As described earlier, we expand the VerbNet-style classification of biomedical verbs of Korhonen et al. [15] (see “Automatic verb classification” section) with a list of new candidate verbs selected from BioSimVerb (see “Representation learning” section). We use BioSimVerb as a source for candidate verbs for multiple reasons: First, it contains verbs that have been manually validated by domain experts, chosen based on their common usages in biomedical text. This avoids the problem of including overly general verbs such as ’have’ and ’be’ or too specific verbs such as ’x-ray’. Second, these verbs have been sourced from journals across 120 sub-domains of biomedicine (as categorized by Broad Subject Terms [28]), ensuring a wide coverage over different areas. Such wide coverage is essential as our methodology is ultimately aimed at suporting the creation of BioVerbNet.
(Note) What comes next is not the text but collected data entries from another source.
PR #470, opened 2026-09-16
Get CCA realm attestation working in the end-to-end flow

setrofim:
- Provision realm, as well as platform, endorsements
- Update validity period for the realm endorsements CoRIM
- (not directly related) (re-)enable TLS inside config-docker.yaml


thomas-fossati (approved):
🚢 it!

PR #114, opened 2018-08-17
[MRG] Add MLKR and MMC to doc index

wdevazelhes:
Add newly introduced MMC and MLKR to the documentation.


wdevazelhes:
If the current description of MMC and MLKR is good, I think we can merge.

PR #115, opened 2018-08-20
[MRG] Add documentation for supervised classes and add __init__ docstrings to doc

### LINKED ISSUE #22: Update docs for *_Supervised classes
PR #19 introduced supervised variants of some algorithms, along with a module for generating constraints from supervised labels. These will need to be documented before the next release.

wdevazelhes:
Fixes #22

Here is a small proposal for adding some documentation for supervised classes.

### DIFF
--- a/doc/index.rst
+++ b/doc/index.rst
@@ -47,7 +47,7 @@ particular form of input data.
    metric_learn.rca
    metric_learn.mmc
 
-Note that each semi-supervised algorithm has a supervised version of the form
+Note that each weakly-supervised algorithm has a supervised version of the form
 `*_Supervised` where similarity constraints are generated from
 the labels information and passed to the underlying algorithm.
 
--- a/doc/index.rst
+++ b/doc/index.rst
@@ -15,9 +15,11 @@ metric learning algorithms.
 
 Supervised Algorithms
 ---------------------
-Supervised metric learning algorithms take as inputs points `X` and targets
-`y`, and learn to make points from the same class close to each other, and
-points from different classes far away from each other.
+Supervised metric learning algorithms take as inputs points `X` and target
+labels `y`, and learn to make points from the same class (for classification)
+or with close target value (for regression) close to each other, and points
+from different classes or with distant target values far away from each
+other.
 
 .. toctree::
    :maxdepth: 1
--- a/doc/index.rst
+++ b/doc/index.rst
@@ -13,20 +13,40 @@ metrics.
 This package contains efficient Python implementations of several popular
 metric learning algorithms.
 
+Supervised Algorithms
+---------------------
+Supervised metric learning algorithms take as inputs points `X` and targets
+`y`, and learn to make points from the same class close to each other, and
+points from different classes far away from each other.
+
 .. toctree::
-   :caption: Algorithms
    :maxdepth: 1
 
    metric_learn.covariance
    metric_learn.lmnn
-   metric_learn.itml
-   metric_learn.sdml
-   metric_learn.lsml
    metric_learn.nca
    metric_learn.lfda
+
+Semi-Supervised Algorithms
+--------------------------
+Semi-supervised algorithms do the same, but work on a weaker information about
+similarities between data points, for instance pairs of similar and dissimilar
+points. See each of the following algorithm for its particular form of input
+data.
+
+.. toctree::
+   :maxdepth: 1
+
+   metric_learn.itml
+   metric_learn.lsml
+   metric_learn.sdml
    metric_learn.rca
 
-Each metric supports the following methods:
+Note that each semi-supervised algorithm has a supervised version of the form
+`*_Supervised` where information about similarities is generated from
+the labels information and passed to the underlying algorithm.
+
+Each metric learning algorithm supports the following methods:
 
 -  ``fit(...)``, which learns the model.
 -  ``transformer()``, which returns a transformation matrix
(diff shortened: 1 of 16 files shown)


wdevazelhes:
Docstrings in `__init__.py` of classes currently does not appear in the doc, I wonder if we should put them in the class docstring (below the class name), or rather add some directives to sphinx not to ignore them

doc/index.rst
```diff
@@ -13,22 +13,42 @@ metrics.
 This package contains efficient Python implementations of several popular
 metric learning algorithms.
 
+Supervised Algorithms
+---------------------
+Supervised metric learning algorithms take as inputs points `X` and targets
+`y`, and learn to make points from the same class close to each other, and
```
perimosocordiae: target class labels

perimosocordiae:
+1 for telling Sphinx to include the `__init__` docstrings.

doc/index.rst
wdevazelhes: maybe target labels only, to include `MLKR` ?

perimosocordiae: :+1:

wdevazelhes: Just realized the rest of the sentence ("[...]from the same class[...]") didn't include `MLKR` so I'll update this too

wdevazelhes:
> +1 for telling Sphinx to include the __init__ docstrings.

According to [this comment](https://stackoverflow.com/a/5599712/5635843) there are several ways to do that, I went for the one that includes the `special_members` because I found it easy to read and quite clean, but maybe option 1 (to include some code in conf.py), would be better, avoiding to add a line of code in every file ?

doc/index.rst
```diff
@@ -13,22 +13,44 @@ metrics.
...
    metric_learn.covariance
    metric_learn.lmnn
-   metric_learn.itml
-   metric_learn.sdml
-   metric_learn.lsml
    metric_learn.nca
    metric_learn.lfda
+   metric_learn.mlkr
+
+Semi-Supervised Algorithms
```
bellet: I would rather use something like "Weakly supervised algorithms" to avoid confusion with the classic semi-supervised setting (i.e., a subset of points are labeled and other are not).

doc/index.rst
```diff
@@ -13,22 +13,44 @@ metrics.
 This package contains efficient Python implementations of several popular
 metric learning algorithms.
 
+Supervised Algorithms
+---------------------
+Supervised metric learning algorithms take as inputs points `X` and target
+labels `y`, and learn to make points from the same class (for classification)
```
bellet: learn a distance metric that makes points...

doc/index.rst
```diff
@@ -13,22 +13,44 @@ metrics.
...
-   metric_learn.itml
-   metric_learn.sdml
-   metric_learn.lsml
    metric_learn.nca
    metric_learn.lfda
+   metric_learn.mlkr
+
+Semi-Supervised Algorithms
+--------------------------
+Semi-supervised algorithms do the same, but work on a weaker information about
```
bellet: maybe avoid "do the same" to have a more self consistent section
quick suggestion: "Weakly supervised algorithms work on weaker information about the data points than supervised algorithms. Rather than labeled points, they take as input similarity judgments on tuples of data points, for instance pairs of similar and dissimilar points. Refer to the documentation of each algorithm for its particular form of input data."

metric_learn/itml.py
```diff
@@ -145,16 +145,21 @@ class ITML_Supervised(ITML):
...
     Parameters
     ----------
     gamma : float, optional
         value for slack variables
     max_iter : int, optional
     convergence_threshold : float, optional
-    num_labeled : int, optional
-        number of labels to preserve for training
+    num_labeled : int, optional (default=np.inf)
+        number of labels to preserve for training. If np.inf (default),
```
bellet: what is meant by "preserve for training" needs to be clarified?

metric_learn/lsml.py
```diff
@@ -134,16 +134,22 @@ def _gradient(self, metric):
 class LSML_Supervised(LSML):
   def __init__(self, tol=1e-3, max_iter=1000, prior=None, num_labeled=np.inf,
                num_constraints=None, weights=None, verbose=False):
-    """Initialize the learner.
+    """Initialize the supervised version of `LSML`.
+
+    `LSML_Supervised` creates quadruplets from labeled samples by taking two
+    samples from the same class, and two samples from different classes, and
+    concatenating them. This way it builds quadruplets where the two first
```
bellet: ", and concatenating them" seems useless

doc/index.rst
wdevazelhes: I agree
Done

doc/index.rst
wdevazelhes: Yes I agree this is clearer
Done

metric_learn/itml.py
wdevazelhes: what about: "number of labeled points to keep for building pairs. Extra 
        labeled points will be considered unlabeled, and ignored as such.
        Use np.inf (default) to use all labeled points." ?

metric_learn/lsml.py
wdevazelhes: Agreed
Done

doc/index.rst
```diff
@@ -13,22 +13,45 @@ metrics.
...
+
+   metric_learn.itml
+   metric_learn.lsml
+   metric_learn.sdml
    metric_learn.rca
    metric_learn.mmc
-   metric_learn.mlkr
 
-Each metric supports the following methods:
+Note that each semi-supervised algorithm has a supervised version of the form
```
bellet: weakly

metric_learn/itml.py
bellet: In fact IMO this parameter is useless. I will open an issue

Furthermore, since we evaluate our models against BioSimVerb, we expect that our optimized model can best capture the syntactic and semantic properties of verbs in BioSimVerb. Finally, to connect new candidates to a class in the existing verb resource, we use the Nearest Centroid Classifier. It represents each class by the centroid of its member verbs in vector space (from our optimized representation) and connects the new candidates to their nearest class centroids (in terms of euclidean distance).

Human evaluation of verb classes

Since our aim is to investigate the suitability of our classification methodology for facilitating the creation of BioVerbNet, we use human experts (two linguists and two biologists) to evaluate the novel member verbs and possible novel classes in the sample of a classifier output. Following well-established practices in related works [37, 52], the task of the experts is to determine whether the new member verbs within each verb class are similar enough in terms of their meaning and syntactic patterns to the existing verbs in the original classification to be legitimate members of the class. Whenever this is the case, the method has accurately learned correct classification. When this is not the case, the verbs are examined further for potential discovery of new subclasses to be included in the original classification. When verbs are clearly misclassified, they are excluded or re-assigned to other classes as agreed by the experts.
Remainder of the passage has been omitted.